И Оже, который начал уже ощущать, как хорошо он выпил и славно поел, поудобнее облокотился на стол, чтобы выслушать рассказ тестя.

Но, к сожалению, в эту секунду за дверью, на лестничной площадке, послышался тяжелый, громкий топот.

— Что это? — спросил Оже.

— Что? — повторил Ретиф.

— Но что там?

Дверь распахнулась, и в комнату ворвались четверо солдат стражи, тогда как два пристава, словно ужи, проскользнули между ними и встали в дверях.

Оже, бледный и растерянный, посмотрел на тестя, сидевшего за столом, и пробормотал:

— Что все это значит?

— Кто из вас Оже? — спросил один из приставов; он задал вопрос из чистой вежливости, ибо этот человек с водруженными на остром носу очками явно знал, с кем имеет дело.

— К счастью, не я! — воскликнул Ретиф, быстро поднявшись из-за стола и встав под защиту часовых.

— Это я, — не без апломба ответил Оже.

— Вы обвиняетесь в убийстве девицы Инженю Ретиф, в замужестве Оже! — подойдя к нему, объявил пристав.

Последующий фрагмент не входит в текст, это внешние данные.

PR #142, opened 2017-11-03
Added transform for validation

tkvw:
Allows validate to resolve to the results of the validations. This can be requested by adding the option `transform` to the option (see added test). 

```
        const apiValidator = mixed().test('apivalidation', '', function(value){
            // This is an api server call
            return new Promise(r => {
                setTimeout(()=> r(value+value), 1000)
            });
        });
        return Promise.all([
            apiValidator.validate(10, {transform:true}).should.eventually().equal(20),
            array().of(apiValidator).validate([10, 20, 40], {transform:true}).should.become([20, 40, 80]),
            array().of(apiValidator).validate([10, 20, 40], {transform:false}).should.become([10, 20, 40]),
            array().of(apiValidator).validate([10, 20, 40]).should.become([10, 20, 40])
        ])

```

### DIFF
--- a/README.md
+++ b/README.md
@@ -352,6 +352,7 @@ Options = {
   abortEarly: boolean = true;
   stripUnknown: boolean = false;
   recursive: boolean = true;
+  transform: boolean = false;
   context: ?object;
 }
 ```
@@ -361,6 +362,8 @@ than after all validations run.
 - `stripUnknown`: remove unspecified keys from objects.
 - `recursive`: when `false` validations will not descend into nested schema
 (relevant for objects or arrays).
+- `transform`: this will make validate to return the results of the validations 
+  instead of the input values. 
 - `context`: any context needed for validating schema conditions (see: `when()`)
 
 ```js
--- a/src/array.js
+++ b/src/array.js
@@ -100,7 +100,8 @@ inherits(ArraySchema, MixedSchema, {
           value,
           errors,
           endEarly,
-          validations
+          validations,
+          transform:options.transform
         })
       })
   },
--- a/src/mixed.js
+++ b/src/mixed.js
@@ -180,6 +180,7 @@ SchemaType.prototype = {
 
     let isStrict = this._option('strict', options)
     let endEarly = this._option('abortEarly', options)
+    let transform = this._option('transform', options)
 
     let sync = options.sync
     let path = options.path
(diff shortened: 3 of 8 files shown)


jquense:
Thanks for all the contributions :)

So this I think conflate two concepts pretty core to the yup api and flow. Casting transforms values and validating tests values against some criteria. Pushing a transform ability into validation breaks that delineation without adding a lot of value. If you need to change or transform an input it can be done during the cast phase...this is a bit more verbose if you have promise values but not byuch since you can do something like:

```js
Promise.resolve(value).then(v => schema.validate(v))
```

Which (unless you are running in strict mode) will transform and validate the value

tkvw:
Your comment and the fact that I understand the api a bit better made me realize I actually needed another schematype: `transform`. This solves all my needs, because your api is so elegant designed it's almost a no-op. (https://github.com/tkvw/yup/blob/schema-transform/src/transform.js)

The branch is here: 
@See https://github.com/jquense/yup/compare/master...tkvw:schema-transform
Maybe this schema would be an interesting addition for yup. 

The cool stuff is in the api schema, I've included an faker transformer test which initiates testing data if you're not working in production. 
https://github.com/tkvw/yup/blob/a3ed9a936916654b8454acb2cb7286d934947630/test/transform.js#L35

tkvw:
Added another schema type to `transform`, `ifInvalid` which handles a schema if the first schema is invalid. https://github.com/tkvw/yup/commit/cabcfaa4542ddd1bc450f51796b46a3f805822c7
This allows us to do some nice things: 
```
    it('do api call if schema data is missing', ()=>{
        const inst = transform().ifInvalid(
            object({
                name: string().required(),
                email: string().required().email(),
            }),
            transform().api,
            fakerGenerator, {
                fields: {
                    name: faker => faker.name.findName(),
                    email: faker => faker.internet.email(),
                }
            }
        );
        return Promise.all([
            inst.isValid(undefined).should.eventually().equal(true),
            inst.isValid(undefined, {skip:true}).should.eventually().equal(false),
            // Only generate in test and development!
            inst.isValid(undefined, {skip:process.env.NODE_ENV==='production'}).should.eventually().equal(true)
        ])
    })
```
or even mimic oneOfType: 
```
    it('mimic oneOfType with ifInvalid', ()=>{
        const inst = transform().ifInvalid(string(), (schema)=> object({name:schema}));

        return Promise.all([
            inst.isValid('de').should.eventually().equal(true),
            inst.isValid({name:'de'}).should.eventually().equal(true),
            inst.validate({name:'de'}).should.eventually().become({name:'de'}),
        ])
    });
```

tkvw:
For this issue I created a new `modify` schema for mixed, object and array to add this behaviour. I have a usecase for resolving promised values using the schema and to `modify` the input using promises (instead of doing this using cast, sync)  You can find it here: https://github.com/jquense/yup/compare/master...tkvw:modify
Maybe useful for posterity

Issue #50, opened 2016-05-18
number.integer check is not working


morewings:
Please fix typo at https://github.com/jquense/yup/blob/master/src/number.js#L72 in order to make number.integer check work

jquense:
what typo?

morewings:
| instead of ||

среда, 18 мая 2016 г. пользователь Jason Quense написал:

jquense:
That's not a typo, thats a bitwise or operator, its there because if you `| 0` a number you get an integer (because bitwise operators only work on integers).

morewings:
Anyway it's not working for me.

среда, 18 мая 2016 г. пользователь Jason Quense написал:

morewings:
And if I change to || it's working.

morewings:
All validations are working here, except integer. And when I change to || it starts working.
`[`stock_${isin}`]: yup.object({
      transferAmount: yup.number()
        .default(defaultValue)
        .max(totalValue, `You don't have enough ${name} stocks`)
        .positive('Please provide positive number')
        .integer('Please provide integer'),
    })`

jquense:
please provide a repo demonstrating it not working, changing that to `||` is definitely wrong, its not doing what you think it is.

morewings:
Here you go. Strict didn't helped or maybe I'm doing something wrong?
https://gist.github.com/morewings/abdc6163669ed7a5adab62edc7899ef1

jquense:
oops sorry i meant `strict: true`

morewings:
I tried, the result is the same. Can you run this code?

2016-05-18 22:55 GMT+02:00 Jason Quense <notifications@github.com>:

jquense:
nope, can you please reduce reduce it to a yup schema and a value that values when you call validate. also make sure you are using the latest version of yup/react-formal

morewings:
You were right it appeared to be babel error. I'm telling than because it dissapeared after babel package update. Please take my apologies. And thanks for great work.

sebpiq:
I have also issue with `integer` validator : 

```javascript 
v = yup.number().integer()
v.validate(Date.now()).catch((err) => {
  console.error('GOT', err)
}) // -> ValidationError: this must be an integer
```

jozanza:
[...]

PR #147, opened 2017-11-10
Use parseInt instead of | operator for integer validation

jozanza:
Seems like the `|` operator check will return a false negative given a sufficiently large integer. This PR solves #50

### DIFF
--- a/src/number.js
+++ b/src/number.js
@@ -5,7 +5,7 @@ import isAbsent from './util/isAbsent';
 
 let isNaN = value => value != +value
 
-let isInteger = val => isAbsent(val) || val === (val | 0)
+let isInteger = val => isAbsent(val) || val === parseInt(val, 10)
 
 export default function NumberSchema() {
   if (!(this instanceof NumberSchema))


src/number.js
```diff
@@ -5,7 +5,7 @@ import isAbsent from './util/isAbsent';
 
 let isNaN = value => value != +value
 
-let isInteger = val => isAbsent(val) || val === (val | 0)
+let isInteger = val => isAbsent(val) || val === parseInt(val, 10)
```
jquense: `parseInt` isn't the right thing, here we don't want to coerce the value into a number. The reason the original code doesn't work with large ints, btw, is that JS really only has 32bit ints and the bitwise operators first convert the float to an int then truncate it. This leads to overflows in the large number case. 

I'm a bit torn, the original method is more "correct" even if it does seemingly odd things. If we were gonna change it tho, we should use the `Number.isInteger` logic e.g. https://developer.mozilla.org/en-US/docs/Web/JavaScript/Reference/Global_Objects/Number/isInteger#Polyfill

jozanza: I think the coercion is fine if strict equality is being used (`===`)

jozanza: But any approach that makes false negatives go away is fine by me 👍

sebpiq: +1 for @jozanza approach, `parseInt` + strict equality FTW

jozanza: I finally realized the flaw of the `parseInt` approach:
```js
9999999999999999999.9 === parseInt(9999999999999999999, 10)
// true
```

I work on adding the `Number.isInteger` logic to this PR when I get a chance @jquense

vytch:
parseInt('123456789a', 10) returns 123456789. Why not using type coercion: '123456789a' *1 . It is also 4 times faster.

PR #171, opened 2018-02-06
Added notRequired method to mixed type

ilgiznice:
Added `notRequired` method so the field can be set as not required.

I have a big form on my project and there are fields that are shown if other fields are equal to something. Applying `.required()` to everyting and then using `.notRequired()` in `.when()` method would be simpler than checking if field depends on other field and if so using different `mixed()` types in `.when()` sections.

For example, I have to use:

```javascript
yup.mixed().when('some-field', {
    is: true,
    then: yup.mixed().required(),  
    otherwise: yup.mixed(),  
});
```

Instead of:

```javascript
const mixedType = yup.mixed().required();

mixedType.when('some-field', {
    is: true,
    then: mixedType,
    otherwise: mixedType.notRequired(),
});
```

Keep in mind that `mixedType` can be a lot more complicated and creating a new type from scratch will cause code duplicating.


jquense:
Thanks!

PR #173, opened 2018-02-08
Fix hasInList when list has no refs

Guillaumez:
When upgrading Yup from 0.23 to 0.24 our validators ended in the following error `unknown property values from undefined` in the `hasInList` function in `mixed.js` file.

This is a quick workaround. It seems to work and does not break the tests.

Regards.

### DIFF
--- a/src/mixed.js
+++ b/src/mixed.js
@@ -47,13 +47,10 @@ const addToList = (value, list) => {
 
 const hasInList = (value, resolve, list) => {
   if (list.has(value)) return true;
+  if (!list.refs) return false;
 
   let item;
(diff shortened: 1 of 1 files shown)


src/mixed.js
```diff
@@ -48,7 +48,12 @@ const addToList = (value, list) => {
 const hasInList = (value, resolve, list) => {
   if (list.has(value)) return true;
 
-  let item; let values = list.refs.values()
+  let item;
```
jquense: maybe simplify this a bit and add `if (!this.refs) return false` above this line so we return early for these cases?

Guillaumez:
Your last upgrade seems to fix the problem :) Thx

— Я? — вскричал убийца, невольно отступая назад.

— Да, черт возьми, вы!

— О! Кто вам мог это сказать? — воскликнул Оже, поднимая руки к небу.

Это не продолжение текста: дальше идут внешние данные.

PR #187, opened 2018-03-16
Squash bluebird promise warnings

morgs32:
About not passing in a function for error handler. Any reason not to?

This is a follow up on #89 to resolve merge conflict

### DIFF
--- a/src/util/runValidations.js
+++ b/src/util/runValidations.js
@@ -28,7 +28,7 @@ function scopeToValue(promises, value, sync) {
  */
 export function propagateErrors(endEarly, errors) {
   return endEarly
-    ? null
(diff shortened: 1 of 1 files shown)


jquense:
this would change the stack trace of the error which isn't ideal. I'd really like to understand _why_ bluebird is complaining about this, does passing `undefined` explicitly fix the issue?

morgs32:
Would it change the stack trace? I didn't account for that. 
In the meantime I see there's a way to configure bluebird to quit the warnings.
And some explanation of why bluebird does it:  https://github.com/twilio/twilio-video.js/issues/107#issuecomment-303807393

PR #192, opened 2018-03-23
Upgrade toposort dependency

zauni:
This resolves an issue with uglify where the toposort.array method gets removed from the compressed file.


jquense:
thanks!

— Нам это сказала ваша жена.

— Моя жена?

— По крайней мере, если не сказала, то написала.

— Она написала?

— Посмотрите вот это, — предложил пристав, протягивая негодяю письмо.

— Это почерк Инженю! — вскричал ошеломленный Оже. — Что это значит?

— Сударь, сейчас я прочту вам это письмо, — с пугающей вежливостью сказал пристав, — но, поскольку у вас дрожат колени, потрудитесь сесть.

Оже решил бросить вызов приставу и продолжал стоять.

Тогда пристав вслух прочел следующий документ:

«Я, Инженю Ретиф де ла Бретон, сим заявляю, что мой муж Оже нанес мне смертельный удар ножом в день поджога и разграбления дома Ревельона в той части дома, что называется кассой; в качестве доказательства я могу показать полученную рану и представить спасшего меня свидетеля…»

— Неправда! Ложь! Клевета! — кричал Оже. — Где Инженю? Раз она меня обвиняет, нам должны устроить очную ставку! Где она? Где?

— Я продолжаю, — заметил неумолимый пристав. — Слушайте, сударь: отрицать вы будете потом, если у вас хватит на это мужества.

«И кроме того, я свидетельствую, что мой муж хотел, убив меня, отомстить мне за то, что я застала его на месте преступления — за кражей денег. Инженю Ретиф де ла Бретон, в замужестве Оже».